The oldest American soap opera, “The Guiding Light,” actually began in the 1930s as a radio serial! As long as the ratings are good, the soap opera will go on and on and on.

But the Latin American telenovela is a different concept. It’s of limited duration, a sort of extended mini-series. The telenovela typically is broadcast five nights a week, for about six months. If it’s really a big hit, it may be extended up to a year. Then it’s over.

That’s because the telenovela is a novela — a “television novel.” It has a plot, and when the plot ends the show ends. The writers have the story figured out, and how it ends, before the program is aired to the public. (But of course, as the show progresses the writers can make changes to the storyline). The "final episode" is advertised beforehand and viewers tune in with great anticipation to see how the story ends.

In the Mexican entertainment industry, there’s a thin line between TV and pop music, so several pop stars, such as Thalia, Paulina Rubio and Salma Hayek, have also been telenovela stars.

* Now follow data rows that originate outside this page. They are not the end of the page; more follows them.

PR #1090, opened 2021-06-15
Simplify channel handshake logic to not involve retry

soareschen:
## Description

This is a follow up on #1066. I have refactored the logic in `do_chan_open_ack_confirm_step` so that it completes the full handshake without having to rely on the error retry loop.

The issue of using the same error retry loop for intentional retry is that the delay set in the error retry also affects the intentional retry. For the case of `do_chan_open_finalize_with_retry`, when `do_chan_open_ack_confirm_step` returns `PartialOpenHandshake`, the `retry_with_index` function will only try the next handshake step after the delay set in the fibonacci delay timer. This can significantly slow down the relayer if we do too many of such retries.

A better strategy is to explicitly write down the expected state transition, especially given that our state machine is pretty small. This also helps improve the readability, as readers do not need to understand the state machine defined else where in order to understand how the code works.

______

For contributor use:


adizere (approved):
LGTM!

Issue #1094, opened 2021-06-16
Add git commit hash to CLI help & error output


hu55a1n1:
## Crate

`ibc-relayer-cli`

## Summary

Print the git commit hash in the description. This makes it easier to identify the exact source that was used to create the CLI binary.

## Proposal
Either we print a valid semver that contains the short/long commit hash, e.g. `1.2.3-unstable+develop.a68295` or `1.1.2+a682956dccae752aa24597a0f5cd939f93614509` -> 
```bash
$ hermes
hermes 0.4.0-unstable+feature-branch.a68295
Informal Systems <hello@informal.systems>
Hermes is an IBC Relayer written in Rust.

# ...
```
Or, we print the commit hash as part of the description -> 
```bash
$ hermes
hermes 0.4.0
Informal Systems <hello@informal.systems>
v0.4.0 [a682956dccae752aa24597a0f5cd939f93614509] built on 2021-06-16T21:30:10
Hermes is an IBC Relayer written in Rust.

# ...
```

## Acceptance Criteria

The git commit hash must appear in the `usage`, `help` (including subcommand `help`s), `version` and error outputs.
____

#### For Admin Use

- [ ] Not duplicate issue
- [ ] Appropriate labels applied
- [ ] Appropriate milestone (priority) applied
- [ ] Appropriate contributors tagged
- [ ] Contributor assigned/self-assigned

PR #1101, opened 2021-06-17
Add CLI git hash 

hu55a1n1:
Closes: #1094

## Description

Export a env var (i.e. `HERMES_VERSION`) from build.rs and use it as the CLI's version string. 
The newer version string is a valid semver string of the form -> `<pkg-version>+<git-branch>-<git commit hash>`. There's also an optional suffix `-dirty` which is added if the git repo is dirty. e.g. -> `0.4.0+cli-git-hash-760270a8-dirty`

______

For contributor use:


romac:
Very nice, thanks @hu55a1n1!

One request: is there a way we can ensure that binaries built on CI and uploaded to the GitHub release show just the version without the `+branch-commit[-dirty]` suffix?

hu55a1n1:
> One request: is there a way we can ensure that binaries built on CI and uploaded to the GitHub release show just the version without the `+branch-commit[-dirty]` suffix?

Thanks for reviewing the PR @romac! 
I have been thinking about how to achieve that. Do you know if there's an env variable that the CI sets or some other way that I can use to figure out if the build script is running on the CI?

Otherwise, is it an option to change the regex in `acceptance.rs` to version meta? 
```rust
fn start_no_args() {
    // ...
    let mut runner = RUNNER.clone();
    let mut cmd = runner.capture_stdout().run();
    cmd.stdout().expect_regex(
        format!(
            "^[^ ]*{} {}", // <-------------------------- remove the trailing `$`?
            env!("CARGO_PKG_NAME"),
            env!("CARGO_PKG_VERSION")
        )
        .as_str(),
    );
    // ...
}
```

relayer-cli/build.rs
```diff
@@ -1,7 +1,86 @@
...
+}
+
+fn version() -> String {
+    let mut vers = env::var("CARGO_PKG_VERSION").unwrap();
+
+    if let Some(git) = GitHandle::new() {
+        println!("cargo:rustc-rerun-if-changed=.git/HEAD");
+
+        vers.push('+');
+        vers.push_str(&git.branch());
```
hu55a1n1, line 23: I am also thinking about removing the branch-name when the output of the `git.branch()` function is `master` or `HEAD` so that the version looks like -> `0.4.0+760270a8` instead of `0.4.0+master-760270a8`. What do you suggest?

romac:
> > One request: is there a way we can ensure that binaries built on CI and uploaded to the GitHub release show just the version without the `+branch-commit[-dirty]` suffix?
> 
> Thanks for reviewing the PR @romac!
> I have been thinking about how to achieve that. Do you know if there's an env variable that the CI sets or some other way that I can use to figure out if the build script is running on the CI?
> 
> Otherwise, is it an option to change the regex in `acceptance.rs` to version meta?
> 
> ```rust
> fn start_no_args() {
>     // ...
>     let mut runner = RUNNER.clone();
>     let mut cmd = runner.capture_stdout().run();
>     cmd.stdout().expect_regex(
>         format!(
>             "^[^ ]*{} {}", // <-------------------------- remove the trailing `$`?
>             env!("CARGO_PKG_NAME"),
>             env!("CARGO_PKG_VERSION")
>         )
>         .as_str(),
>     );
>     // ...
> }
> ```

Yes, I actually did that in https://github.com/informalsystems/ibc-rs/pull/1101/commits/d3c5360806dd55c5fa2241466f6e6e1ec3be069b, which has fixed the test.

But now the CI is still broken because Rust 1.53 was just released, and comes with new clippy lints. I think we can disregard these failures for now. I will fix them in a separate PR.

relayer-cli/build.rs
romac: I think I would keep `master` for consistency.

romac:
> Do you know if there's an env variable that the CI sets or some other way that I can use to figure out if the build script is running on the CI?

Looks like there's a bunch of them, not sure which one we should use. Perhaps we can check for `GITHUB_JOB == "create-release"`?

romac:
> But now the CI is still broken because Rust 1.53 was just released, and comes with new clippy lints. I think we can disregard these failures for now. I will fix them in a separate PR.

Should be good now, merged #1102 and merged master here.

hu55a1n1:
I just noticed that the new version doesn't appear for `help` subcommands like `hermes tx help`. The reason is that there's a blanket  `impl<C> Command for Help<C> where C: Command`, and due to the way `gumdrop` deals with `help`, this would mean that we would have to write quite a lot of impls for helps manually instead of deriving them.
I think this was the reason the build script overwrites the `CARGO_PKG_NAME` instead of trying to change `Command` impls. I think that is the best solution to modify the version as well, i.e. overwrite `CARGO_PKG_VERSION` with a valid semver. 
If there is no objection, I would like to implement the git hash support in a similar fashion. 🙂

hu55a1n1:
Linking #590 here, because it describes the problem in more detail. Although here, the chances of breaking cargo workflow are quite low since we're not overwriting the version for CI builds.

romac:
@hu55a1n1 What's the status on this PR?

adizere:
Tagged with "backburner" until Shoaib returns from holidays to look at this again.

hu55a1n1:
> @hu55a1n1 What's the status on this PR?
The acceptance test for the CLI was failing because it didn't escape regular expression meta characters in the `CARGO_PKG_VERSION` since this wasn't expected before. I think it is fixed now. 👍

adizere (approved):
Nice work, this is going to be very useful!

PR #1120, opened 2021-06-22
Check header and update state

cezarad:
Closes: #XXX

## Description

- implements the ICS07 verification of the client update ``checkValidityAndUpdateState`` in https://github.com/cosmos/ibc/tree/master/spec/client/ics-007-tendermint-client 
- modifications in the tendermint testgen to make test pass with this extra check. 

______

For contributor use:


adizere (changes requested):
This seems almost ready, nice work Cezara!

Two questions:

- some tests are failing when I run locally `cargo test`, in particular

> test ics02_client::handler::update_client::tests::test_update_client_ok ... FAILED
... 
test ics02_client::handler::update_client::tests::test_update_client_ok_multiple ... FAILED
test ics26_routing::handler::tests::routing_module_and_keepers ... FAILED
test ics18_relayer::utils::tests::client_update_ping_pong ... FAILED


It seems that the cause is the newly added checks in the update client handler. Can you confirm that the tests are failing and see how we can fix them please?

- how do you think we should proceed with the code in `modules/src/ics07_tendermint/header.rs` which seems duplicating logic from tendermint-rs? Should we keep it there, or would it be better to work with the tendermint-rs team to adapt their interfaces, so that we avoid duplicating code?

romac:
> * Should we keep it there, or would it be better to work with the tendermint-rs team to adapt their interfaces, so that we avoid duplicating code?

I think we should sort this out in tendermint-rs directly and adapt the light client code so that we do not need to duplicate this code.

romac:
Note: there is also duplicated code between `modules/src/ics07_tendermint/header.rs` and `modules/src/ics07_tendermint/predicates.rs`

adizere:
> > * Should we keep it there, or would it be better to work with the tendermint-rs team to adapt their interfaces, so that we avoid duplicating code?
> 
> I think we should sort this out in tendermint-rs directly and adapt the light client code so that we do not need to duplicate this code.

cezarad:
> Note: there is also duplicated code between `modules/src/ics07_tendermint/header.rs` and `modules/src/ics07_tendermint/predicates.rs`

We can remove the predicates.rs I put all In headers

cezarad:
mode to PR verification update #1252

Issue #1117, opened 2021-06-22
Configuration reload


romac:
## Crate

`ibc-relayer`, `ibc-relayer-cli`

## Summary

Add ability for Hermes to reload the configuration from disk without restarting it.

## Problem Definition

At the moment, for Hermes to pick any change to its configuration, operators need to stop and restart Hermes.

We want to provide a mechanism to trigger a reloading of Hermes configuration without having to restart it, eg. via a POSIX signal (typically `SIGHUP`).

## Proposal

- [x] Add ability to parse the configuration from disk at runtime
- [x] Perform a diff from the currently loaded configuration and the new one
- [x] Spawn or shutdown the appropriate workers based on the configuration changes
- [x] Hook up the `SIGHUP` signal to trigger a config reload

## Acceptance Criteria

The relayer reacts to a `SIGHUP` signal by reloading the configuration and spawning or shutting down the affected workers.
____

#### For Admin Use

- [x] Not duplicate issue
- [x] Appropriate labels applied
- [x] Appropriate milestone (priority) applied
- [x] Appropriate contributors tagged
- [x] Contributor assigned/self-assigned

PR #1123, opened 2021-06-23
Configuration reload

romac:
Closes: #1117 

## Description

- [x] Add ability to parse the configuration from disk at runtime
- [x] Perform a diff from the currently loaded configuration and the new one
- [x] Spawn or shutdown the appropriate workers based on the configuration changes
- [x] Hook up the `SIGHUP` signal to trigger a config reload
- [x] Hook up the `SIGUSR1` signal to dump the supervisor state to the console
- [x] Fix bug where the client worker for the counterparty client is not spawned when a chain is added

### Manual test notes:
https://gist.github.com/ancazamfir/1ece9dadadc4eba70f12add103fc6c93
______

For contributor use:


relayer/src/supervisor/spawn.rs
```diff
@@ -0,0 +1,544 @@
...
+            // On config reload, we need to spawn the Packet worker for the counterparty as well,
+            // otherwise we may never do it, eg. if the counterparty chain was not updated in the
+            // config.
+
+            let remote_channel = counterparty_channel.and_then(|c| {
+                c.remote
+                    .channel_id
+                    .as_ref()
+                    .map(|cid| (c.remote.port_id.clone(), cid.clone()))
+            });
```
ancazamfir, line 492: I think there is a problem here as the remote of the counterparty channel is the local one. We should just take the remote from channel. During testing the worker for direction from other chain to the added chain is not spawned.

romac:
CI is failing because of [this minor security advisory](https://rustsec.org/advisories/RUSTSEC-2021-0073.html), will fix it by upgrading to prost 0.8 in an another PR.

adizere (approved):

The telenovela is a popular genre in Mexico. People have their favorite programs and follow them faithfully. I used to patronize an outside grill near my house (which has since closed), where a young man would cook ribs and hamburgers. Whenever I would go there, the TV was almost always tuned into his favorite telenovela which he would monitor as he cooked the ribs and hamburgers.

An American couple I know, who used to live in Mexico, credited their regular telenovela with helping them learn Spanish.

Mexican-produced telenovelas have had international success, and have been exported to other countries. Of course they are aired in other Latin American countries, but their popularity has spread to other regions and they are aired in such disparate countries as Russia, Romania, Indonesia and Korea. As well, Mexican telenovelas have been dubbed into more than 50 languages.

The principal producer of Mexican telenovelas is media conglomerate Televisa, whose CEO and principal owner is Emilio Azcarraga, one of Mexico’s ten billionaires. And Televisa has recently been moving into the vast Chinese market.

As a test run, the company began airing four Mandarin-dubbed telenovelas in China in 2000. They were popular, so Televisa is taking it to the next step, having just signed an agreement with the People’s Republic of China’s government to produce Chinese versions of some of the company’s programs, including but not limited to telenovelas.

(The Chinese government’s CCTV cable channel is also starting Spanish-dubbed cable programming in Mexico.)

Will Televisa‘s Chinese expansion help narrow the trade gap between the two nations? Well, Mexico has a long way to go in that regard, currently running a US$23 billion trade deficit with China. It’s hard to compete with that cheap Chinese labor.
Allan Wall is an American citizen who has been teaching English in Mexico since 1991, and writing articles about various aspects of Mexico and Mexican society for the past decade. Some of these articles are about Mexico's political scene, history and culture, tourism, and Mexican emigration as viewed from south of the border, which you can read on his website at AllanWall.net.

Click HERE for more articles by Allan Wall.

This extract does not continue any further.